_Exercise brief_
Write out, as an exact transcription, the line that has "-1,0 +1,93 @@" and each line after it through the end of the data below.

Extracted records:
PR #69, opened 2024-11-27
KIP-0033: Lightweight Confirmation Layer for Kadena (e.g., DAG or Oth…

openaccess-id:
…er Technologies)

This proposal introduces a lightweight confirmation layer for Kadena, aimed at improving the scalability, reliability, and performance of multi-chain applications. The layer would enhance data efficiency in Chainweb while preserving its core multi-chain architecture and finality.

A confirmation layer would help Kadena handle high demand, support seamless multi-chain dApps, and improve overall system throughput.

### DIFF
--- a/kip-0033.md
+++ b/kip-0033.md
@@ -1,0 +1,93 @@
+---
+KIP: 0033
+Title: Lightweight Confirmation Layer for Kadena (e.g., DAG or Other Technologies)
+Author: openaccess @openaccessX
+Status: Draft
+Type: Standard
+Category: P2P/Networking / Chainweb (Soft) / Layer
+Created: 2024-11-26
+---
+
+# KIP 0033: Lightweight Confirmation Layer for Kadena (e.g., DAG or Other Technologies)
+
+## Summary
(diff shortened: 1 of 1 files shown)


openaccess-id:
Note: This does not need to be part of the initial implementation unless a clear path is established.

### Additional Consideration After Proposal Implementation (Brainstorming):
Following the implementation of this proposal, a potential remaining challenge to throughput reliability could be "gas wars," where transactions prioritize inclusion in blocks by offering higher gas prices after confirmation. While this mechanism increases transaction costs, it also poses risks, such as targeted attacks to diminish the functionality of competitors. For example, large companies might view attack costs as justified if the resulting reputational or operational damage to competitors yields financial gains exceeding the attack cost.
_(Example for large companies/whales: attack cost = competitor impact + reputational damage; potential gains from a full takedown = increased earnings or stock shorting profits exceeding the attack cost.)_

### Possible Options/Considerations/Solutions:
**- Unify Gas Prices:** Eliminate gas-based competition for block inclusion, because the dApps are able to route transactions to less congested chains.
**- Dedicated Block Space Priority:** Reserve a fixed portion of block space (e.g., 50,000 gas) for small transactions, default coin transfers, and cross-chain references to ensure their timely processing without delays.
**- Restrict High-Gas Transactions:** Permit only basic coin transfers and cross-chain transactions to offer higher gas prices for priority. Cap their block space usage at a set percentage (e.g., 50%) unless they are first-in-time rather than prioritized by gas price.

_Response for this exercise_
@@ -1,0 +1,93 @@
+---
+KIP: 0033
+Title: Lightweight Confirmation Layer for Kadena (e.g., DAG or Other Technologies)
+Author: openaccess @openaccessX
+Status: Draft
+Type: Standard
+Category: P2P/Networking / Chainweb (Soft) / Layer
+Created: 2024-11-26
+---
+
+# KIP 0033: Lightweight Confirmation Layer for Kadena (e.g., DAG or Other Technologies)
+
+## Summary
(diff shortened: 1 of 1 files shown)


openaccess-id:
Note: This does not need to be part of the initial implementation unless a clear path is established.

### Additional Consideration After Proposal Implementation (Brainstorming):
Following the implementation of this proposal, a potential remaining challenge to throughput reliability could be "gas wars," where transactions prioritize inclusion in blocks by offering higher gas prices after confirmation. While this mechanism increases transaction costs, it also poses risks, such as targeted attacks to diminish the functionality of competitors. For example, large companies might view attack costs as justified if the resulting reputational or operational damage to competitors yields financial gains exceeding the attack cost.
_(Example for large companies/whales: attack cost = competitor impact + reputational damage; potential gains from a full takedown = increased earnings or stock shorting profits exceeding the attack cost.)_

### Possible Options/Considerations/Solutions:
**- Unify Gas Prices:** Eliminate gas-based competition for block inclusion, because the dApps are able to route transactions to less congested chains.
**- Dedicated Block Space Priority:** Reserve a fixed portion of block space (e.g., 50,000 gas) for small transactions, default coin transfers, and cross-chain references to ensure their timely processing without delays.
**- Restrict High-Gas Transactions:** Permit only basic coin transfers and cross-chain transactions to offer higher gas prices for priority. Cap their block space usage at a set percentage (e.g., 50%) unless they are first-in-time rather than prioritized by gas price.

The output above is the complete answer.